• Work to be completed: Up to and including the line that contains "Issue #1046, opened 2023-11-21", write out each line of the material from its first line, exactly.
[Opening Extracted entries section]
PR #1457, opened 2024-07-24
devtools: Add block hash lookups

str4d:
Curently doesn't work because `lightwalletd` does not have support for looking up blocks by hash.


str4d:
Moved to https://github.com/zcash/zcash-devtool/pull/80.

Issue #1046, opened 2023-11-21
zcash_client_sqlite: Identify shielding transactions in the output of the v_transactions view.


nuttycom:
The specific ask here is to identify transactions that were created as a result of clicking the "shield funds" button in a wallet (i.e. by calling `propose_shielding`). These transactions have the following characteristics:
- Only transparent inputs.
- Only shielded outputs.
- Inputs are all from the wallet.
- Outputs are all to the wallet.
  - i.e. this is a wallet-internal transaction, though for historic wallets the outputs might not have been sent to wallet-internal addresses.

str4d:
We can't implement exactly the above in `v_transactions`:
- We do not record any details about other inputs beyond what we ourselves have spent.
- We do record details about other outputs in the `sent_notes` table, but probably not as reliably as we'd need.

However, we _can_ implement the following check:
- Only transparent inputs from our wallet.
- Only shielded outputs to our wallet.

This can be done by adding a count of `does_not_match_shielding` that we increment when we observe a spent note that is not from the transparent pool, or a received note that is to the transparent pool. Then sum that counter and `is_shielding` is when the counter is zero.

Issue #1434, opened 2024-06-22
Ensure symmetry of transparent output handling between `put_blocks`, `store_decrypted_tx` and `store_sent_tx`


nuttycom:
> AFAICT (at least as of the first commit in the PR), this `NULL AS from_account_id` is preserved, because there is still an asymmetry between transparent and shielded (we are not inserting transactions into both sent and received tables for transparent, in the same way we do for shielded). I think that asymmetry needs fixing prior to the next release (if not in this PR).

_Originally posted by @str4d in https://github.com/zcash/librustzcash/pull/1402#discussion_r1648028219_

_See also https://github.com/zcash/librustzcash/pull/1402#discussion_r1648037109_

daira:
Did merging #1402 fix this, or is there more to do?

str4d:
There is still more to do; e.g. `store_decrypted_tx` does not update the received transparent outputs table. This causes an issue with ZIP 320 transactions, but it is also one that we might decide to stick with for the next release. I've marked this issue as blocking #1231 for us to decide whether we do finish this or bump it.

PR #1461, opened 2024-07-26
zcash_client_sqlite: Add `is_shielding` to `v_transactions` view

str4d:
Closes zcash/librustzcash#1046.

### DIFF
--- a/zcash_client_sqlite/src/wallet/init/migrations/utxos_to_txos.rs
+++ b/zcash_client_sqlite/src/wallet/init/migrations/utxos_to_txos.rs
@@ -1,4 +1,5 @@
-//! A migration that brings transparent UTXO handling into line with that for shielded outputs.
+//! A migration that brings transparent UTXO handling into line with that for shielded
+//! outputs, and adds `spent_note_count` and `is_shielding` to `v_transactions`.
 use std::collections::HashSet;
 
 use rusqlite;
@@ -22,7 +23,7 @@ impl schemer::Migration for Migration {
     }
 
     fn description(&self) -> &'static str {
-        "Updates transparent UTXO handling to be similar to that for shielded notes."
+        "Updates transparent UTXO handling to be similar to that for shielded notes, and adds spent_note_count and is_shielding to v_transactions."
     }
 }
 
@@ -197,6 +198,7 @@ impl RusqliteMigration for Migration {
                        ro.pool                    AS pool,
                        id_within_pool_table,
                        ro.value                   AS value,
+                       0                          AS spent_note_count,
                        CASE
                             WHEN ro.is_change THEN 1
                             ELSE 0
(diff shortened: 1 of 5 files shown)


zcash_client_sqlite/src/wallet/init/migrations/utxos_to_txos.rs
```diff
@@ -209,7 +210,13 @@ impl RusqliteMigration for Migration {
                          WHEN (ro.memo IS NULL OR ro.memo = X'F6')
                            THEN 0
                          ELSE 1
-                       END AS memo_present
+                       END AS memo_present,
+                       -- The wallet cannot receive transparent outputs in shielding transactions.
+                       CASE
```
nuttycom, line 215: Won't this treat all T->Z transfers from another wallet to one of this wallet's shielded receivers as shielding transactions?

str4d: Yep, I forgot to add this. We have `sent_note_count` and `received_note_count` that should suffice here I think?

str4d: I've figured out why `received_note_count` is not working:
- We hard-code `is_change` to 0 for transparent received outputs:
  https://github.com/zcash/librustzcash/blob/001f2785313c2ac987ae6bac53ed8e1bce7f571c/zcash_client_sqlite/src/wallet/db.rs#L632-L635
- We compute both `has_change` and `received_note_count` from `is_change`:
  https://github.com/zcash/librustzcash/blob/001f2785313c2ac987ae6bac53ed8e1bce7f571c/zcash_client_sqlite/src/wallet/db.rs#L671-L678
  https://github.com/zcash/librustzcash/blob/001f2785313c2ac987ae6bac53ed8e1bce7f571c/zcash_client_sqlite/src/wallet/db.rs#L737-L739

We need to fix this before the crate release, as this is a bug in the transparent changes.

str4d: And I've also realised that `sent_note_count` won't work until #1434 is finished, as we aren't filling in the `sent_notes` table at all when shielding funds.

str4d: Hmm, actually `received_count` _should_ work with a hard-coded `is_change`, so there must be something else in that logic we're missing, given that we see _both_ `has_change = false` and `received_note_count = 0`.

str4d: The logic is now fixed.

nuttycom (approved):
utACK b42deab8572e4b8108a2dc93b12250cbd4c5d6e4

PR #1462, opened 2024-07-26
zcash_client_sqlite: Store received UTXOs in `store_decrypted_tx`

### LINKED ISSUE #1434: Ensure symmetry of transparent output handling between `put_blocks`, `store_decrypted_tx` and `store_sent_tx`

nuttycom:
Part of #1434

### DIFF
--- a/zcash_primitives/src/legacy.rs
+++ b/zcash_primitives/src/legacy.rs
@@ -1,6 +1,7 @@
 //! Support for legacy transparent addresses and scripts.
 
 use byteorder::{ReadBytesExt, WriteBytesExt};
+use zcash_address::TryFromRawAddress;
 
 use std::fmt;
 use std::io::{self, Read, Write};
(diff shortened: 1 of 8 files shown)


zcash_primitives/src/legacy.rs
```diff
@@ -407,6 +408,24 @@ impl TransparentAddress {
     }
 }
 
+impl TryFromAddress for TransparentAddress {
```
str4d, line 411: This should implement `TryFromRawAddress`, as `TransparentAddress` is a network-agnostic type.

str4d (approved):
utACK 3cec9ee4a7de366d20586ad8ee4da101055824f2

PR #2855, opened 2026-07-30
Adopt the revised ZIP 318 migration timing

nuttycom:
Adopts the parameter revisions from zcash/zips#1343:

- `TRANSFER_DELAY_MEAN` is now 66 blocks (previously 144); the 576-block cap is
  unchanged. Since the caps are no longer a fixed multiple of the means
  (576/66 ≈ 8.7 for transfers, 96/16 = 6 for preparations), `DELAY_CAP_RATIO`
  and `PREP_MEAN_DIVISOR` are removed, and
  `SchedulingParams::new_with_default_distributions` now scales each ZIP 318
  delay mean and cap by the ratio the given interval bears to the ZIP 318 one
  (reproducing `SchedulingParams::ZIP_318` exactly at the standard 144-block
  interval).
- `ANCHOR_AGE_CAP` is now 4 boundaries (previously 16).
- ZIP 318 specifies the preparation delay, so those constants move from
  `zcash_pool_migration` to `zcash_protocol::zip318` as `PREP_DELAY_MEAN`
  (16 blocks, previously a provisional 24) and `PREP_DELAY_CAP` (96 blocks),
  with a matching `PoolMigrationConstants::preparation_delay` accessor.

The revision's relaxation of the anchor-age lower bound from $a \geq 1$ to
$a \geq 0$ is deliberately **not** adopted: anchoring to the most recent
boundary would let a light wallet server use IP address correlation to link a
wallet's sync traffic to a transfer broadcast near a boundary. See
https://github.com/zcash/zips/pull/1343#issuecomment-5124302101 for details.

Also fixes the `zcash_client_sqlite` `pczt-tests` feature to enable the
`orchard` and `transparent-inputs` features it requires: enabling it without
both previously failed to compile, including under the exact feature set
listed in the migration proving simulation's `#![cfg]` gate.

### DIFF
--- a/components/zcash_protocol/CHANGELOG.md
+++ b/components/zcash_protocol/CHANGELOG.md
@@ -10,6 +10,21 @@ workspace.
 
 ## [Unreleased]
 
+### Added
+- `zcash_protocol::zip318::{PREP_DELAY_MEAN, PREP_DELAY_CAP}`, the ZIP 318
+  preparation inter-arrival delay distribution.
+- `zcash_protocol::zip318::PoolMigrationConstants::preparation_delay`
+
+### Changed
+- `zcash_protocol::zip318::TRANSFER_DELAY_MEAN` is now 66 blocks (previously
+  144) and `zcash_protocol::zip318::ANCHOR_AGE_CAP` is now 4 boundaries
+  (previously 16), adopting the revised ZIP 318 migration timing.
+
+### Removed
+- `zcash_protocol::zip318::DELAY_CAP_RATIO`. ZIP 318 no longer relates each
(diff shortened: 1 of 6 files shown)


nuttycom (commented):
self-utACK; note that we retain the minimum anchor age as being >= 1 period, see https://github.com/zcash/zips/pull/1343#issuecomment-5124302101

nullcopy (dismissed):
utACK 61e93ea244e823c927a5801f8f744332b85d4d15

nullcopy (approved):
utACK f9566d9d84368836c1c111d83f7cce0f1c11aa28

PR #2856, opened 2026-07-30
zcash_client_sqlite: preserve lock-tier preference in single-note selection

nuttycom:
Addresses the post-merge review feedback on #2850: https://github.com/zcash/librustzcash/pull/2850#issuecomment-5124366640

The `ValueSelection::SingleCovering` query ordered its candidates only by `commitment_tree_position`, so when `PreferUnlocked` or `PreferLocked` admitted both lock tiers, the single oldest covering note could come from the non-preferred tier — in particular, `PreferUnlocked` could reuse an acknowledged in-flight locked input despite an unlocked alternative.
[Closing Extracted entries section]
• Task output:
PR #1457, opened 2024-07-24
devtools: Add block hash lookups

str4d:
Curently doesn't work because `lightwalletd` does not have support for looking up blocks by hash.


str4d:
Moved to https://github.com/zcash/zcash-devtool/pull/80.

Issue #1046, opened 2023-11-21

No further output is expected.